# Piedmont Marina Info



## cplcrappie (Dec 28, 2006)

Just a heads up to all the Piedmont fishermen. The marina (including campground) has a new owner. the MWCD is running the show for the 2010 season. Hopefully a change for the better!


----------



## Catproinnovations (Dec 8, 2009)

lets hope so! It used to be beautiful but the last couple years..... IDK


----------



## jshbuckeye (Feb 27, 2005)

I just hope the ramp fees remain the same. Who is the MWCD? I love the lack of people on that lake hope it stays that way.


----------



## Catproinnovations (Dec 8, 2009)

jshbuckeye said:


> I just hope the ramp fees remain the same. Who is the MWCD? I love the lack of people on that lake hope it stays that way.


muskingum watershed


----------



## Muskarp (Feb 5, 2007)

cplcrappie said:


> The MWCD is running the show for the 2010 season.
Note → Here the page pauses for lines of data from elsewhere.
PR #33, opened 2017-12-03
Enable default selection

yymao:
This PR enables the "default selection" feature. Catalogs or tests that has set `included_by_default` in their config file will be run if no `-c` or `-t` options are provided.


evevkovacs:
Nice!. You just did one of the projects on my list for sprint week.

yymao:
Note that this PR takes descqa to 2.4.2 and it now requires GCRCatalogs 0.6.5

PR #37, opened 2017-12-05
Updated basic_test to include value ranges

evevkovacs:
Changed basic_test.py to include ranges of values in output
Added yaml file to select calc_min_max option


evevkovacs:
branch name is not indicative of this PR

PR #39, opened 2017-12-07
Nvsz refactor complete

evevkovacs:
Still need to refactor the catalog reading to be more efficient


yymao:
Thanks, @evevkovacs. Let's try to reorder the two loops tomorrow morning!

Issue #42, opened 2017-12-08
2pt correlation (e.g. ellipticity-direction) for IA model testing


yymao:
@EiffL, @patricialarsen, and @jablazek have been working on getting 2pt correlation (e.g. ellipticity-direction) for IA model testing.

Anybody know what brought that on? Did the current tennants just surrender or were they forced out?


----------



## tom4 (Feb 8, 2006)

mwcd is the Muskingum Water conservation district. They have always owned the lake and all the ground around it. t


----------



## cplcrappie (Dec 28, 2006)

The letter from the MWCD said that the owner of the marina terminated the lease effective 12/31/09. They are working with the guy to ensure a smooth transition.


----------



## Hatchetman (Apr 13, 2004)

I believe it's called bankruptcy. If the MWCD, does anything at all there, and I'm sure they will, it will be better than the old owner.


----------



## Muskarp (Feb 5, 2007)

Hatchetman said:


> it will be better than the old owner.


Yes Sir, I have to agree with that. I grew up in Mingo and fished that lake most of my life. Last tennants really seemed as though they dredded being there. Could only get food on w/e's. Younger guy always seemed to be complaining about somebody. Hours stunk, especially for on-site tennants. Man it would be great to stop in and have a burger for lunch on a weekday. Good luck to whoever takes over. Thanks for the info, maybe I will fish it some this year after all.


----------



## pal21 (Mar 9, 2008)

I was thinking about moving my camper there for a month or two till I checked out the campground last year. Looked a little rough. Maybe I'll take another look at it this spring.

Anyone ever camp there?


----------



## Muskarp (Feb 5, 2007)

The campground is lacking in amenities. But Piedmont is more about the lake and what's in it. If it were more touristy, it would just be another West Branch, Berlin, Alum, Buckeye, CC, etc., etc.


----------



## pal21 (Mar 9, 2008)

Muskarp said:


> The campground is lacking in amenities. But Piedmont is more about the lake and what's in it. If it were more touristy, it would just be another West Branch, Berlin, Alum, Buckeye, CC, etc., etc.


Actually that's good to hear. Sounds like my kind of place. That is getting harder to find all the time.

I just picked up a tin boat with a 9.9 on it. I hope to spend some time there this year. I've spent most of my time on Erie so this will be a different experiance for me.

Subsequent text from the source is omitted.